SELECT [A].* FROM [table a] as A
UNION ALL SELECT .* FROM [table b] as B;

This should essentially combine the two tables into one query. Then you can
filter out what you need.


Good luck,

Krizhek
 
J

John Vinson

I have 2 tables with the same numbers of fields and same name
Table 1 is the original data and
Table 2 is the adjustments data, which needs to be kept seperate

I am having trouble combining data from both tables. In some instances there
is data in table 2 but not in table one

eg account number may be in t2 not not in t1
I have considered using a junction table but this does not work
Other than the ID in both tables there are no other primary keys

Fields are

ID
Company Code (duplicate YES)
Account (duplictaes YES)
Value 1
value 2
Text

Can some help and suggest ways of improving or meths that I can use to
return data say based on both Company code and account numbers.

Sounds like you need a UNION query:

SELECT ID, [Company Code], [Account], [Value 1], [Value 2], [Text]
FROM T1
UNION ALL
SELECT ID, [Company Code], [Account], [Value 1], [Value 2], [Text]
FROM T2
ORDER BY <whatever makes sense for your needs>

John W. Vinson[MVP]
 
C

Craig Alexander Morrison

Why must it be kept separate?

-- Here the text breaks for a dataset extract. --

PR #74, opened 2025-02-26
feat: adding last n incremental snapshot directory

marcus-girolneto:


marcus-girolneto:
We will not need this anymore, since we solve the sync issue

Is it kept in a different physical location,
if it is you can ignore the following. Assuming the reason for the different
physical location is logical or down to some "policy" decision.

Keep it all in the same table, add a field to indicate whether the record is
an "original" or an "adjustment".

If there is a natural primary key (say an index based on both Company Code
and Account) then use it instead of the "id stuff".

If the combination of Company Code and Account are currently unique in both
the current tables then the addition of the "original"/"adjustment" marker
to the primary key will create the necessary primary key.

With this construct you can now query on just one table and use the marker
to differentiate from "original" and "adjustment" data.

BTW If there is no natural key you could stick with the "id stuff" and just
use the marker as mentioned above.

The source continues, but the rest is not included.